SERANG, RADARBANTEN.CO.ID – Sebanyak 16 pemuda asal Kabupaten Serang diberikan pelatihan berbasis kompetensi perbaikan sepeda motor injeksi.
Pelatihan akan dilaksanakan selama 17 hari di Lembaga Pengembangan Karakter Bangsa, Kecamatan Petir.
Pembukaan dilaksanakan pada Selasa, 27 Agustus 2024.

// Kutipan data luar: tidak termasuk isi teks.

Issue #125, opened 2021-01-14
Sanitize wrapper function parameter names in R


Ilia-Kosenkov:
Currently `extendr-macros` maps parameter names from Rust to R code 1-to-1.
However, valid Rust parameter name `!=` valid R parameter name.
The simplest example is underscore, as in `_x`, whcih is valid Rust name for discarded parameter, but not valid in R.

Reprex highlights the problem

``` r
rextendr::rust_function("fn rust_test(_x : f64) {}")
#> build directory: C:\Users\[redacted]\AppData\Local\Temp\Rtmp6PuVXN\file3eb07fb729fa
#> Error in source(r_path, local = env): C:\Users\[redacted]\AppData\Local\Temp\Rtmp6PuVXN\file3eb07fb729fa/target/extendr_wrappers.R:7:23: unexpected input
#> 6:         
#> 7: rust_test <- function(_
#>                          ^
```

<sup>Created on 2021-01-14 by the [reprex package](https://reprex.tidyverse.org) (v0.3.0)</sup>

`extendr_wrappers.R` contains the following code
```r

#===========
#THIS FILE IS AUTOGENERATED VIA #[extendr] MACROS
#DO NOT ATTEMPT TO EDIT IT BY HAND
#===========
        
rust_test <- function(_x) {
    invisible(.Call("wrap__rust_test", _x))
}
```

This can be easily resolved if problematic parameter names a wrapped in backticks in R, like `_x`.

PR #128, opened 2021-01-14
Basic function and struct metadata.

andy-thomason:
This PR provides metadata that will eventually replace the init__ functions.

The metadata is accessible from Rust or R and can be used to register functions,
build call and class wrappers and generate documentation.

This is the new `cargo expand` on the hello example:

```
#![feature(prelude_import)]
#[prelude_import]
use std::prelude::v1::*;
#[macro_use]
extern crate std;
use extendr_api::*;
fn hello() -> &'static str {
    "hello"
}
#[no_mangle]
#[allow(non_snake_case)]
pub extern "C" fn wrap__hello() -> extendr_api::SEXP {
    unsafe {
        use extendr_api::FromRobj;
        extendr_api::handle_panic("hello paniced.\u{0}", || {
            extendr_api::Robj::from(hello()).get()
        })
    }
}
#[allow(non_snake_case)]
fn init__hello(info: *mut extendr_api::DllInfo, call_methods: &mut Vec<extendr_api::CallMethod>) {
    call_methods.push(extendr_api::CallMethod {
        call_symbol: std::ffi::CString::new("wrap__hello").unwrap(),
        func_ptr: wrap__hello as *const u8,
        num_args: 0i32,
    })
}
#[allow(non_snake_case)]
fn meta__hello(metadata: &mut Vec<extendr_api::metadata::Func>) {
    let mut args = ::alloc::vec::Vec::new();
    metadata.push(extendr_api::metadata::Func {
        doc: "",
        name: "hello",
        args: args,
        return_type: "-> & \'static str",
        func_ptr: wrap__hello as *const u8,
    })
}
#[no_mangle]
#[allow(non_snake_case)]
pub fn get_hello_metadata() -> extendr_api::metadata::Metadata {
    let mut functions = Vec::new();
    let mut structs = Vec::new();
    meta__hello(&mut functions);
    extendr_api::metadata::Metadata {
        doc: "",
        functions,
        structs,
    }
}
#[no_mangle]
#[allow(non_snake_case)]
pub extern "C" fn wrap__get_hello_metadata() -> SEXP {
    unsafe { Robj::from(get_hello_metadata()).get() }
}
#[no_mangle]
#[allow(non_snake_case)]
pub extern "C" fn R_init_hello_extendr(info: *mut extendr_api::DllInfo) {
    let mut call_methods = Vec::new();
    init__hello(info, &mut call_methods);
    unsafe { extendr_api::register_call_methods(info, call_methods.as_ref()) };
}
```


andy-thomason:
Next step is to add some tests and remove the old `init_` functions and pass the metadata directly to `register_call_methods`.

clauswilke:
Any idea what's going on with the failing Windows test? All the recent PRs have the same problem, so it doesn't seem to be specific to this PR.

extendr-api/src/metadata.rs
```diff
@@ -0,0 +1,68 @@
...
+    pub name: &'static str,
+    pub methods: Vec<Func>,
+}
+
+/// Module metadata.
+pub struct Metadata {
+    pub doc: &'static str,
+    pub functions: Vec<Func>,
+    pub structs: Vec<Struct>,
+}
```
clauswilke, line 36: I think the module name should also be reported.

clauswilke (approved):
test failures seem to be intermittent and can be ignored.

andy-thomason:
Metadata is now working from the Rust side.

In theory, you should be able to `.Call(wrap__get_my_module_metadata)` from the R side
to get an R named list with functions and impls.

I've tightened up the `#[extendr] impl` rules for now. Only impl <typename> is allowed.

The metadata contains doc strings which can be used to generate R documentation.
These are direct copies of the Rust doc strings and so may need some conversion.

The metadata can also be used to generate class wrappers in whatever flavour we like.

The list of impls contains list of methods which could be bound to an environment.

We could then do:

person <- new("Person")
person$name()

or use s3 classes:

person <- news3("Person")
name(person)

Of course, we would have to generate "new" and "news3".

clauswilke:
Just to be clear: I think this is good to have in the code, but by itself it doesn't solve the various problem for rextendr. I would have to go back to writing regexes to parse Rust code to use these functions:

1. `rust_function()`: For this use case, I cannot know the name of the function without somehow parsing the input source code. I also don't want to require the user to add a module call to the code, so I would somehow have to generate it, and again that requires knowing the name of the function.

2. `rust_source()`: For this use case, I could require the user to add a module call, but then I don't know the name of the module without parsing the input source code, or having the user provide the name in a separate argument, which is awkward.

Both of these problems are avoided if the `extendr` macros write out data as they go, as is currently implemented.

clauswilke:
Would it be possible to add a function that always has the same name (regardless of the module name) to discover the name(s) of any modules that have been defined? I believe functions in different dynamic libraries can have the same name, and we can call them by explicitly providing the name of the dynamic library in `.Call()`.

andy-thomason:
The problem is that the procedural macros are not allowed to have any shared state and **should** not do I/O. We are doing this at the moment, but it is not guaranteed to work forever. For example, the compiler could run the in parallel.

I could make the metadata function just "get_module_metadata" and then you can extract the
metadata with a call to the module.

I'll do an example of this today.

I am especially keen to let us wrap libraries that are not designed for use with R without extra work.

We could also add a "generate_wrappers" function exported to R.

clauswilke:
I think this would work. It removes the need for regex parsing in `rust_source()`, and I think it's fine to regex in `rust_function()`, as that's a must more constrained problem.

andy-thomason:
The function registration now uses metadata instead of the old "init__" functions.

andy-thomason:
We can now generate wrapper code from R and even execute it directly.

```
eval(parse(text = make_extendrtests_wrappers(use_symbols = FALSE)))
```

True use_symbols will generate code for use in libraries, if set to false
it will use strings.

In the example above, we use strings, so we can call the code interactively.

clauswilke:
I'm not entirely convinced it makes sense to generate wrapper code from Rust, as it needs to be adjusted to the specific needs of the R use case. E.g., it needs the correct library name when used from rextendr, as is done here:
https://github.com/extendr/rextendr/blob/a4253f33e028d141501f5bb83846dd34233241ed/R/source.R#L168-L173

clauswilke (commented):
To get the integration tests to pass, you need to temporarily point cargo to your github branch here:
https://github.com/extendr/extendr/blob/7d302589176015503e286ac12ce2dfcdcb1fbae1/tests/extendrtests/src/rust/Cargo.toml#L19-L21

extendr-api/src/lib.rs
```diff
@@ -622,4 +650,26 @@ mod tests {
         assert_eq!("NA".is_na(), false);
         assert_eq!(na_str().is_na(), true);
     }
+    
+    
+    #[test]
+    fn metadata_test() {
```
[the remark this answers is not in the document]
andy-thomason: There is a `#[cfg]` further up.

We should move all the tests to their own modules. I'm quite unhappy about the complexity
of the project layout now.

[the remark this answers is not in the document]
clauswilke: Somehow testing code made it into the final library though: 
https://github.com/extendr/extendr/runs/1717739787#step:13:106

```
File ‘extendrtests/libs/extendrtests.so’:
  Found non-API calls to R: ‘R_CStackLimit’, ‘R_CleanTempDir’,
    ‘R_RunExitFinalizers’, ‘Rf_initialize_R’, ‘setup_Rmainloop’

```
This normally happens when you compile an `init_r()` call into your library.

clauswilke:
Sorry, I should have been more precise. This won't work on GH Actions:
https://github.com/extendr/extendr/blob/a77d863907a11ae21e410d18fb713ef1ee5bc03a/tests/extendrtests/src/rust/Cargo.toml#L19-L21
These relative paths don't exist there.

You need to write something like:
```
extendr-api = { git = "https://github.com/extendr/extendr", branch = "metadata"}
extendr-engine = { git = "https://github.com/extendr/extendr", branch = "metadata" }
extendr-macros = { git = "https://github.com/extendr/extendr", branch = "metadata" }
```
See: https://github.com/extendr/extendr/issues/89

andy-thomason:
That is a shame. I did this earlier...

clauswilke:
Yeah, it basically works now. You just have a few minor issues remaining in the integration tests:

1. Undocumented objects:
https://github.com/extendr/extendr/pull/128/checks?check_run_id=1718200375#step:13:75

2. Testing code somehow ended up in the compiled library:
3. https://github.com/extendr/extendr/pull/128/checks?check_run_id=1718200375#step:13:93

tests/extendrtests/R/wrappers.R
```diff
@@ -1,8 +1,19 @@
...
+
+#' Get module metadata as a list.
+#' 
+#' @rdname wrappers
+#' @export
+get_extendrtests_metadata <- function() .Call(wrap__get_extendrtests_metadata)
+
+#' Build wrappers 
+#' 
+#' @rdname wrappers
```
clauswilke, line 17: This will need a line such as the following to keep R happy:
```
#' @param use_symbols ... some explanation here ...
```

clauswilke:
To get rid of the undocumented objects error, you'll have to rebuild the documentation with `devtools::document()`. But you'll also have to document the `use_symbols` argument (see other comment I made).

clauswilke:
It still requires running `devtools::document()` in the extendrtests package to rebuild the `.Rd` files. Otherwise R will continue to complain about undocumented symbols.

And some testing code still makes it into the compiled library and needs a conditional compilation guard.

clauswilke:
Please see PR #135. Relative paths work after all in extendrtests Cargo.toml, they just need to be a bit different from what one might expect naively.

clauswilke:
Once you're ready, if problems with integration tests remain, I'm happy to go in and fix up this branch. Just let me know.

andy-thomason:
Thanks, Claus.

Your wisdom is appreciated.

clauswilke:
@andy-thomason Could you make the metadata functions public, at least in the crate? See here:
https://github.com/extendr/extendr/issues/140#issuecomment-763559061

cc @dfalbel

extendr-api/src/metadata.rs
```diff
@@ -99,13 +93,24 @@ fn write_r_wrapper(w: &mut Vec<u8>, func: &Func, package_name: &str, use_symbols
...
+
+fn write_function_wrapper(w: &mut Vec<u8>, func: &Func, package_name: &str, use_symbols: bool) -> std::io::Result<()> {
+    if func.hidden {
+        return Ok(());
+    }
+
+    write_doc(w, func.doc)?;
+
+    let args = func.args.iter().map(|arg| arg.name).collect::<Vec<_>>().join(", ");
```
Ilia-Kosenkov, line 106: Because of #125, is it possible to input an additional check here?
From Rust guidelines (if I understand correctly) https://doc.rust-lang.org/reference/identifiers.html,
valid parameter names can start with the underscore `_` (which is not useful, but allowed).
If such parameter name is emitted into R, the resulting R code is invalid, as R does not allow identifiers to start with `_`.
Can we replace map with a function that matches first character and if it is `_`, wraps name into backquotes, like ``` `_y` ```.

Here is my [improvised attempt](https://play.rust-lang.org/?version=stable&mode=debug&edition=2018&gist=736766f593c7651f144ad387707df182).

andy-thomason:
So nearly  there!

Thanks to @dfalbel I have just one problem to solve with the class wrappers.

The registration settings allow both symbols (packages) and strings (interactive)

MyClass$new() returns a pointer as expected with class "MyClass"

```
> library(extendrtests)
> p <- MyClass$new()
> p
<pointer: 0x559681d60490>
attr(,"class")
[1] "MyClass"
```
The dollar overload:
```
#' @export
`$.MyClass` <- function (self, name) { func <- MyClass[[name]]; environment(func) <- environment(); func }
```

Converts p$a into a modified function that steals "self" from p.

Now `p$a()` calls the function with self set.

I'm guessing copy-on-write de-duplicates the function.

It all works using metadata generated code:

```
MyClass <- new.env(parent = emptyenv())

MyClass$new <- function() .Call(wrap__MyClass__new)
MyClass$set_a <- function(x) .Call(wrap__MyClass__set_a, self, x)
MyClass$a <- function() .Call(wrap__MyClass__a, self)
MyClass$me <- function() .Call(wrap__MyClass__me, self)
#' @export
`$.MyClass` <- function (self, name) { func <- MyClass[[name]]; environment(func) <- environment(); func }
```

The only remaining problem is getting the dollar operator to export.

clauswilke:
Does this solve your issue exporting `$`?

https://stackoverflow.com/a/29639694/4975218

andy-thomason:
I just had to run the "document" action in R studio and it worked!

Thanks, Claus.

tests/extendrtests/src/rust/Cargo.toml
```diff
@@ -16,7 +16,13 @@ crate-type = ["staticlib"]
...
+
+# development verion
+#extendr-api = { path = "../../../../extendr-api/"}
+#extendr-engine = { path = "../../../../extendr-engine/"}
+#extendr-macros = { path = "../../../../extendr-macros/"}
+
+# R CMD check
+extendr-api = { git = "https://github.com/extendr/extendr", branch = "metadata"}
+extendr-engine = { git = "https://github.com/extendr/extendr", branch = "metadata" }
+extendr-macros = { git = "https://github.com/extendr/extendr", branch = "metadata" }
```
clauswilke, line 28: Could you use these relative paths:
https://github.com/extendr/extendr/blob/10d0ab8a64ab4fafb125d69cf555f08b5b090593/tests/extendrtests/src/rust/Cargo.toml#L18-L21

You can then check locally as described here (and GH Actions will work also):
https://github.com/extendr/extendr/blob/master/tests/extendrtests/README.md#running-tests-locally

clauswilke:
I'm glad things are moving forward. The integration tests almost pass, only a few minor issues remaining.

In particular, if you ran "document" there should be an updated `.Rd` file in this folder:
https://github.com/extendr/extendr/tree/master/tests/extendrtests/man
I think it's missing from the commits.

tests/extendrtests/R/extendrtests.R
```diff
@@ -1,7 +1,44 @@
...
 #' @useDynLib extendrtests, .registration = TRUE
-NULL
\ No newline at end of file
+NULL
+
+# Generated by
+#
+# cat(.Call("wrap__make_extendrtests_wrappers", use_symbols=TRUE))
+
+# '@export
```
clauswilke, line 10: Notice that the `'` is in the wrong location. You have a space between `#` and `'`, `# '`, instead of `#' `. This means the `@export` directive is ignored. The tests pass because testthat has access to unexported functions also.

extendr-api/src/metadata.rs
```diff
@@ -162,20 +161,31 @@ fn write_method_wrapper(w: &mut Vec<u8>, func: &Func, package_name: &str, use_sy
...
+            writeln!(w, "# '@export")?;
             writeln!(w, "{} <- new.env(parent = emptyenv())\n", imp.name)?;
                         
             for func in &imp.methods {
+                // write_doc(& mut w, func.doc)?;
                 write_method_wrapper(&mut w, func, self.name, use_symbols, imp.name)?;
             }
 
-            writeln!(w, "#' @export")?;
+            writeln!(w, "# '@export")?;
```
clauswilke, line 188: See comment below. Was this change on purpose? You're basically disabling the export.

tests/extendrtests/R/extendrtests.R
andy-thomason: Just as I thought it was all working!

Kepala Dinas Ketenagakerjaan dan Transmigrasi (Disnakertras) Kabupaten Serang, Diana Ardhianty Utami, menjelaskan, pelatihan-pelatihan yang dilaksanakan oleh Disnakertrans biasanya didasarkan pada permintaan-permintaan yang disampaikan oleh masyarakat.
“Jadi pelatihan ini dasarnya dari keinginan masyarakat melalui Musrenbang. Kami juga ada aplikasi mengenai pelatihan dan produktivitas. Akhirnya di Kecamatan Tunjung Teja, mayoritas ingin jadi montir, makanya kita arahkan ke sini,” katanya.
Ia menjelaskan, pelaksanaan pelatihan dimaksudkan agar para peserta nantinya dapat membuka usaha melalui pengetahuan yang mereka dapatkan dalam pelatihan. Sehingga, mereka tidak lagi bergantung pada industri formal.
“Minimal mereka bisa memperbaiki kendaraan sepeda motornya sendiri. Tentunya kita harapkan mereka bisa berusaha dengan kompetensi yang kita berikan, sehingga mampu mengangkat ekonomi keluarga,” jelasnya.
Menurutnya, ketersediaan lowongan pekerjaan yang ada di industri sangat terbatas, apalagi perusahaan-perusahaan padat karya yang mulai berkurang di Kabupaten Serang.
Untuk itu, pemuda harus bisa berinovasi. Sehingga, nantinya bisa menciptakan peluang-peluang baru.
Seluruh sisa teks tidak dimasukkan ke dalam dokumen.